- PROBLEM TO SOLVE -
Which of the lines below mention the word "improving"? Pull each one out.

- EXTRACTED ENTRIES -
PR #1210, opened 2023-06-09
Preg model 0.0 v and v

alibow:


aflaxman (approved):
It would be cool to have the visual proof of calibration from the notebook included in the table of this doc, too.

SylLutze (approved):

alibow:
> Should we make a ticket for the engineers to add the person-time observer?

I believe they are already aware that we want it in the next run, but let's double check with them in the RT/SE check-in tomorrow

PR #1211, opened 2023-06-12
Bash files for computing resources 

SylLutze:
Finally making the PR for bash files in computing resources. Let me know if there's anything I missed from our conversation before or if things aren't clear.


docs/source/onboarding_resources/computing/index.rst
```diff
@@ -280,22 +280,161 @@ lines from your trainings!
...
+
+Your bash rc file is run more frequently and can contain helpful settings and information 
+needed to run certain commands. First, you will need to run the below line of code in 
+your terminal to set up conda. Once you're logged into the cluster on the terminal of 
+your choosing, run: 
+
+.. code-block:: bash 
+  :linenos:
+
+  $ /ihme/code/central_comp/miniconda/bin/conda init
```
zmbc, line 313: This is also mentioned above, in the conda section -- not necessarily a bad thing, but you might want to have some kind of call-out between the two places.

zmbc (approved):
Looks good!

Not sure where, but can you add a note that after you edit bash_profile/bashrc you need to restart the session for the changes to take effect?

docs/source/onboarding_resources/computing/index.rst
SylLutze: Good call out!

pletale (approved):

docs/source/onboarding_resources/computing/index.rst
```diff
@@ -280,22 +280,166 @@ lines from your trainings!
...
+Once you make edits to either of these files, you will need to log out and then back into 
+the cluster before they will take effect. 
 
-  - Confirm and paste in bash files 
-  - Get Zeb's help in explaining Bash files better 
-  - Moving up since this is needed for a lot of things below 
+bash profile
+~~~~~~~~~~~~
+
+The bash profile is only run when you open the cluster, and so is usually a shorter file.
```
NathanielBlairStahn, line 297:
```suggestion
The bash profile is only run when you log in to the cluster, and so is usually a shorter file. 
```
Based on [this reference](https://www.tutorialspoint.com/bashrc-vs-bash-profile-what-is-difference#:~:text=Bash_profile%20is%20another%20configuration%20file,at%20start%20of%20your%20session.) and [this reference](https://apple.stackexchange.com/questions/51036/what-is-the-difference-between-bash-profile-and-bashrc), I think you mean "log in to" when you say "open". Does that sound right?

docs/source/onboarding_resources/computing/index.rst
```diff
@@ -280,22 +280,166 @@ lines from your trainings!
...
+the cluster before they will take effect. 
 
-  - Confirm and paste in bash files 
-  - Get Zeb's help in explaining Bash files better 
-  - Moving up since this is needed for a lot of things below 
+bash profile
+~~~~~~~~~~~~
+
+The bash profile is only run when you open the cluster, and so is usually a shorter file. 
+Below are the lines of code you need in your bash profile.
```
NathanielBlairStahn, line 298: Are these lines of code that you need to manually add to your `.bash_profile`, or should they already be there? I don't remember having to edit anything in my `.bash_profile` when first logging into the cluster. If it's things that are already there, perhaps we should clarify that you don't need to mess with it. Or even just don't go into any details if it's not something the user needs to know -- e.g., say something like "Your bash profile contains a few lines of code to load generic profile settings and load your `.bashrc` file. You shouldn't need to edit these." Or, if the precise lines of code _are_ something the user needs to know, clarify exactly what the user needs to do.

docs/source/onboarding_resources/computing/index.rst
```diff
@@ -280,22 +280,166 @@ lines from your trainings!
...
+interacting with the cluster. When the cluster tries to execute some command 
+line prompts, it will look to your bash configuration files for information 
+or filepaths. 
 
-However, Bash files can be confusing since it is less obvious when the 
-information is being used or what it is used for. Therefore, we have 
-provided a copy-and-paste formatting for information to be added to 
-your Bash files. 
+You should have 2 bash configuration files, your bash profile or :code:`.bash_profile` 
+and your bash rc or :code:`.bashrc`.
```
NathanielBlairStahn, line 289: It might be nice to mention that the "rc" in `.bashrc` stands for "run commands" and originates from the predecessors of Unix (CTSS and Multics), as described here:

https://superuser.com/questions/173165/what-does-the-rc-in-bashrc-etc-mean

I've never seen it written "bash rc" before as opposed to "bashrc", and it made me curious what in the world "rc" actually meant -- I never knew, so I had to look it up.

docs/source/onboarding_resources/computing/index.rst
SylLutze: Yeah - makes sense!

docs/source/onboarding_resources/computing/index.rst
SylLutze: Hmm good point! I edited this a bit to make it more clear that you shouldn't need to do anything for this one.

docs/source/onboarding_resources/computing/index.rst
SylLutze: Neat! I didn't know this either and added it for a reference.

PR #1216, opened 2023-06-14
Pregnancy model versions table

alibow:
I'm thinking we can go over this at the next RT/SE check-in. This is a suggested outline intended to start the conversation and is not set in stone, so we can definitely make changes based on what will make sense for implementation.


SylLutze (approved):
Approving now knowing we need to talk to the engineers about this. My only reaction is that we are asking for a lot of different outputs and stratifications at different times. Will this slow us down with observer creation?

alibow:
> Approving now knowing we need to talk to the engineers about this. My only reaction is that we are asking for a lot of different outputs and stratifications at different times. Will this slow us down with observer creation?

I think we should be alright with this because all of these observers have already been implemented in IV iron, but it would be good to get the engineer's reaction to the strategy too

aflaxman (approved):

PR #1226, opened 2023-06-20
Nutrition optimization project aims and overview

alibow:
Writing down how I think we've been thinking about this so far. Zeb raised an interesting point about some potential limitations of this approach as it relates to heterogeneity and common random numbers. I've (not very clearly, sorry) jotted down the high-level point of this limitation in a "todo" note for now and plan to expand upon it soon - just getting it in words and on others' radar for now!


docs/source/models/concept_models/vivarium_nutrition_optimization/concept_model.rst
```diff
@@ -57,14 +57,77 @@ Documents that contain information specific to the subcomponents of this simulat
 2.0 Modeling aims and objectives
 ++++++++++++++++++++++++++++++++
 
+**Objective:** For a given fiscal envelope, determine the optimal funding allocation across select nutrition-related intervention products for maternal and child health. "Optimal" is defined with respect to some specified outcome such as the funding allocation that minimizes DALYs or maximizes the number of alive, non-stunted children.
 
+.. note::
+  
+  We must be careful in optimizing for "minimizing" the prevalence of some risk such as child growth failure. This is because prevalence of such risks could be decreased via decreasing incidence (positive health impact) *or* via increasing risk-related mortality (negative health impact). That is why we choose to *maximize* the number of alive non-stunted children rather than minimize the prevalence of child growth failure.
```
zmbc, line 64: It seems like minimizing **DALYs** due to child growth failure would be more consistent with how we usually model things? Maximizing the number of alive non-stunted children will incentivize our optimization to increase fertility, and will place no importance on improving the mortality rate among those with stunting.

docs/source/models/concept_models/vivarium_nutrition_optimization/concept_model.rst
```diff
@@ -57,14 +57,77 @@ Documents that contain information specific to the subcomponents of this simulat
...
+
+**In the case of the first situation:**
+
+  There may be important interactions between the *simultaneous* coverage of intervention A and B in the same subpopulation. For example:
+
+  - An infant who was covered by antenatal supplementation may survive the neonatal period due to associated improvements to their LBWSG exposure and therefore survive to benefit from SQLNS supplementation later in life
+  - A child who may have benefitted from SAM treatment alone may no longer need to be treated for SAM if they are covered by MAM treatment as well as SAM treatment
+  - Etc.
+
+  These interactions may be difficult to quantify directly and therefore we will plan to estimate the effect of joint coverage of multiple interventions on maternal and child health from within our simualtion.
```
zmbc, line 89:
```suggestion
  These interactions may be difficult to quantify directly and therefore we will plan to estimate the effect of joint coverage of multiple interventions on maternal and child health from within our simulation.
```

docs/source/models/concept_models/vivarium_nutrition_optimization/concept_model.rst
```diff
@@ -57,14 +57,77 @@ Documents that contain information specific to the subcomponents of this simulat
...
+
+3. Some combination of 1 and 2
+
+
+**In the case of the first situation:**
+
+  There may be important interactions between the *simultaneous* coverage of intervention A and B in the same subpopulation. For example:
+
+  - An infant who was covered by antenatal supplementation may survive the neonatal period due to associated improvements to their LBWSG exposure and therefore survive to benefit from SQLNS supplementation later in life
+  - A child who may have benefitted from SAM treatment alone may no longer need to be treated for SAM if they are covered by MAM treatment as well as SAM treatment
```
zmbc, line 86: Does this complicate the calculation of cost at all? My understanding is that we have defined "coverage" such that this child is "covered" by SAM treatment, regardless of whether or not they actually need it. But I'd assume that this "coverage" is cheaper when the treatment doesn't actually need to be performed.

docs/source/models/concept_models/vivarium_nutrition_optimization/concept_model.rst
```diff
@@ -57,14 +57,77 @@ Documents that contain information specific to the subcomponents of this simulat
...
+
+  These interactions may be difficult to quantify directly and therefore we will plan to estimate the effect of joint coverage of multiple interventions on maternal and child health from within our simualtion.
+
+**In the case of the second situation:**
+
+  For our purposes, we assume that the situation described in point #2 above is equivalent to the weighted average of 50% an identical population with 100% coverage of intervention A and 50% an identical population with 100% coverage of intervention B. 
+
+    NOTE: see a discussion of the potential limitations of this assumption as it relates to simulated common random numbers in the `6.0 Limitations`_ section.
+
+  As this assumption requires only a weighted average, we can perform this calculation outside of our simualtion so long as we have quantified the impacts of intervention A and B within our simulation already.
```
zmbc, line 97:
```suggestion
  As this assumption requires only a weighted average, we can perform this calculation outside of our simulation so long as we have quantified the impacts of intervention A and B within our simulation already.
```

docs/source/models/concept_models/vivarium_nutrition_optimization/concept_model.rst
```diff
@@ -57,14 +57,77 @@ Documents that contain information specific to the subcomponents of this simulat
...
+
+**In the case of the third situation:**
+
+  Then, we can combine our strategies for the first two situations so that we may estimate more complex combinations of joint intervention coverage (for example: 50% of the population covered by A and B, 25% covered by A, 25% covered by neither, for total poulation coverage of 75% for A, 50% for B).
```
zmbc, line 101:
```suggestion
  Then, we can combine our strategies for the first two situations so that we may estimate more complex combinations of joint intervention coverage (for example: 50% of the population covered by A and B, 25% covered by A, 25% covered by neither, for total population coverage of 75% for A, 50% for B).
```

zmbc (approved):

docs/source/models/concept_models/vivarium_nutrition_optimization/concept_model.rst
alibow: Coverage is really "probability you will receive treatment if you are eligible/need it." All our simulants are subject to that same probability regardless of whether they need the treatment. But yeah, our simulation outputs both the number of treated SAM cases and total SAM cases (which actually will be the same because we'll have 100% coverage), for instance, so we calculate costs directly from how many treatments were actually administered rather than based on the cost of "100% coverage"

docs/source/models/concept_models/vivarium_nutrition_optimization/concept_model.rst
zmbc: Interesting!

I don't know the details, but given that we have some pregnancy-related interventions, it still seems like we could end up "improving stunting" by increasing the number of live births in the sim. For example, if the budget was large enough that we had already maxed out all the direct stunting treatment. I wonder if the Optima paper had this issue as well?

Once we get there, it might be interesting to look at both (minimizing DALYs due to stunting, maximizing non-stunted children), which would directly show whether this is an issue. Both measures of impact will be in our outputs, I assume, so it should be pretty straightforward to check it.

docs/source/models/concept_models/vivarium_nutrition_optimization/concept_model.rst
zmbc: Makes sense. I guess I didn't realize until now that cost requires an "emulator" just as complex as impact, because the cost of 100% coverage of A and B is not the same as the cost of 100% coverage of A + the cost of 100% coverage of B.

docs/source/models/concept_models/vivarium_nutrition_optimization/concept_model.rst
alibow: Ah, I see what you're saying. Yeah I agree that would be an interesting comparison. FWIW, I do expect the fertility impacts to be tiny (stillbirths are like <1% of live births in Ethiopia and we reduce the risk of stillbirth by like 10% or something). I also think we would need to be clever about tracking CGF-attributable DALYs in the sim... typically this rate is estimated at a population rather than individual level, so we'd have to do some extra math to decide whether someone who is stunted and dies of a stunting-related cause would have still died of that cause if they were not stunted at the time of death. We can definitely do so, but I do think it would be some extra observer logic.

This makes me think though that we need to more carefully think through stillbirth dynamics more generally. By minimizing DALYs we may deprioritize interventions that reduce stillbirths (if we keep with GBD practice of not assigning stillbirths any DALYs). In this case, it may actually be "better" to maximize the number of alive non-stunted children (averting a stillbirth is good! But isn't actually directly related to stunting...). Without stillbirths, I think the approaches will be equivalent, so I think starting with how we want to consider stillbirths will be important in guiding our next steps here...

I am leaning towards assigning stillbirths YLLs. @aflaxman, do you have any concerns with that approach?

docs/source/models/concept_models/vivarium_nutrition_optimization/concept_model.rst
alibow: image
Yeah! That's how we get this cool trend where the cost of full coverage of SAM (and MAM) treatment decreases as coverage of other interventions increases

docs/source/models/concept_models/vivarium_nutrition_optimization/concept_model.rst
zmbc: Note: "increasing the number of live births" does not (in principle) depend only on stillbirth dynamics. An intervention could also increase the number of live births by averting miscarriages, averting pregnancy-related deaths which prevent future pregnancies, or even directly increasing the fertility rate. I don't know if any of our interventions do these things, however.

SylLutze (approved):

docs/source/models/concept_models/vivarium_nutrition_optimization/concept_model.rst
alibow: Yes, true! None of our modeled interventions avert miscarriages or directly affect the fertility rate. Also, we have designed our sim to only evaluate single pregnancies/births/childhoods in a closed cohort fashion. In other words our simulated timeframe does not allow for repeat pregnancies and therefore we won't increase fertility due to averting pregnancy-related deaths within our sim, although this could happen in real life - so a definite limitation here although this would be expected to have a small effect because death during childbirth is still a rare outcome.

I'll be sure to document these things that we're able to make simplifying assumptions around for now that we would want to revisit if we ever added interventions that would break these assumptions.

docs/source/models/concept_models/vivarium_nutrition_optimization/concept_model.rst
alibow: Hmm yeah, good question. The way this is typically handled in other models is that there is a price for an "intervention bundle" if the bundle is just SAM tx, then cost will be screening + the cost of SAM tx. If the bundle is SAM and MAM tx, then cost is screening + SAM tx + MAM tx and the screening cost is not specific to either. This is likely how we will treat it in our scenarios/emulator, but that doesn't answer how we should present it in these sorts of figures.

I suppose we could either (1) spread out screening (or other sorts of shared costs) across all the interventions they apply to equally, or (2) have a separate color in the bar chart for screening costs. I like the second option better.

docs/source/models/concept_models/vivarium_nutrition_optimization/concept_model.rst
```diff
@@ -57,14 +57,77 @@ Documents that contain information specific to the subcomponents of this simulat
...
+-----------------------------
+
+2.1.1 Conceptualizing "mixed" intervention coverage
+~~~~~~~~~~~~~~~~~~~~~~~~~~~~~~~~~~~~~~~~~~~~~~~~~~~
+
+To achieve the general modeling objective of determining the most cost effective combination of interventions for a given budget size. When we think about "*combinations* of interventions," it is important to distinguish between two modes in which coverage of more than one intervention may occur. For example, imagine a scenario in which we have 50% population coverage of intervention A and 50% population coverage of intervention B. Any of the following could be true:
+
+1. Combined intervention coverage among the same individuals: 50% of the population is covered by intervention A and B, 50% of the population is covered by neither intervention A nor B
+
+2. Combined intervention coverage among separate individuals: 50% of the population is covered by intervention A, 50% of the population is covered by intervention B
```
aflaxman, line 76:
```suggestion
2. Combined intervention coverage among separate individuals: 50% of the population is covered by intervention A and not B, 50% of the population is covered by intervention B and not A
```

docs/source/models/concept_models/vivarium_nutrition_optimization/concept_model.rst
```diff
@@ -57,14 +57,77 @@ Documents that contain information specific to the subcomponents of this simulat
...
+
+    NOTE: see a discussion of the potential limitations of this assumption as it relates to simulated common random numbers in the `6.0 Limitations`_ section.
+
+  As this assumption requires only a weighted average, we can perform this calculation outside of our simulation so long as we have quantified the impacts of intervention A and B within our simulation already.
+
+**In the case of the third situation:**
+
+  Then, we can combine our strategies for the first two situations so that we may estimate more complex combinations of joint intervention coverage (for example: 50% of the population covered by A and B, 25% covered by A, 25% covered by neither, for total population coverage of 75% for A, 50% for B).
+
+    In this case, we would simulate 3 scenarios (1: 100% coverage of A and B, 2: 100% coverage of A, 3: no coverage) and then estimate the overall impact of the described intervention coverage combination as 0.5 * scenario_1 + 0.25 * scenario_2 + 0.25 scenario_3.
```
aflaxman, line 103: Does this work??

aflaxman (approved):

docs/source/models/concept_models/vivarium_nutrition_optimization/concept_model.rst
```diff
@@ -57,14 +57,77 @@ Documents that contain information specific to the subcomponents of this simulat
...
```
zmbc, line 103: Oops, missed this on my first review:

```suggestion
    In this case, we would simulate 3 scenarios (1: 100% coverage of A and B, 2: 100% coverage of A, 3: no coverage) and then estimate the overall impact of the described intervention coverage combination as 0.5 * scenario_1 + 0.25 * scenario_2 + 0.25 * scenario_3.
```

- TASK ANSWER -
zmbc, line 64: It seems like minimizing **DALYs** due to child growth failure would be more consistent with how we usually model things? Maximizing the number of alive non-stunted children will incentivize our optimization to increase fertility, and will place no importance on improving the mortality rate among those with stunting.
I don't know the details, but given that we have some pregnancy-related interventions, it still seems like we could end up "improving stunting" by increasing the number of live births in the sim. For example, if the budget was large enough that we had already maxed out all the direct stunting treatment. I wonder if the Optima paper had this issue as well?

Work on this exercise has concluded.